A pulpy, precisely rendered account of the CIA’s dalliance with organized crime in pursuit of Fidel Castro.
Former Newsday investigative reporter Maier (When Lions Roar: The Churchills and the Kennedys, 2014, etc.) provides fresh eyes and an urgent tone in this unsettling narrative. “Historically,” he writes, “the CIA’s murder plot against Castro marked America’s first foray into the assassination business….The tradition of gentlemen spies engaged in gathering intelligence…had now transformed into the killing games of covert operations, carried out by gangsters and other CIA surrogates.” The author makes his rendition of an oft-referenced tale compelling by focusing on statements by key figures who fought to preserve their secrecy. Maier credits “recently declassified files about the 1963 assassination of President John F. Kennedy” for this verisimilitude. The labyrinthine narrative veers from Castro’s 1959 revolution to Watergate and the 1975 Church Committee investigation of the intelligence agencies.

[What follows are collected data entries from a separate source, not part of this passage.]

PR #4898, opened 2021-04-05
[Fix]: fix mask AP of small/medium/large

ZwwWayne:
This PR delete the key `bbox` in the prediction results when calculating the mask AP of predictions.
When calculating `segm AP`, if key `bbox` is in the prediction, the area of instance will be calculated by the box area rather than the mask area, which will not affect the overall mask AP but will lead to a different mask APs of small/medium/large instances. A comparison is as below

|model|modification|mask AP|AP50|AP75|APs|APm|APl|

Essentially, CIA go-between Robert Maheu approached Mafia members Sam Giancana and Johnny Roselli to pursue assassination plots against Castro. Other CIA officers helped Roselli set up a formidable network of training camps for Cuban exiles in Florida, but their plans were disrupted following the Bay of Pigs fiasco and the Cuban missile crisis. Roselli and others defied Attorney General Robert Kennedy’s ban on further covert action, continuing to scheme assassination plans and commit speedboat raids. Maier focuses on the dramatic personalities of Giancana, the brutal head of Chicago’s Outfit, and Roselli, a suave Hollywood “fixer” who claimed to have taken the CIA’s assignment out of patriotic fervor. The gangsters’ friendship with the Rat Pack provided a back-channel and electoral assistance to JFK, and their disappointment with his presidency would fuel conspiracy theories after his assassination, though Roselli hinted at connections to a vengeful Castro instead. Maier’s writing is approachable (if occasionally repetitive), almost breezy, despite the dark undertones and the violence surrounding Giancana and Roselli, both of whom were murdered in the mid-1970s.
As he has done before, Maier offers another deft translation of murky American history, focused on dynamic, improbable protagonists.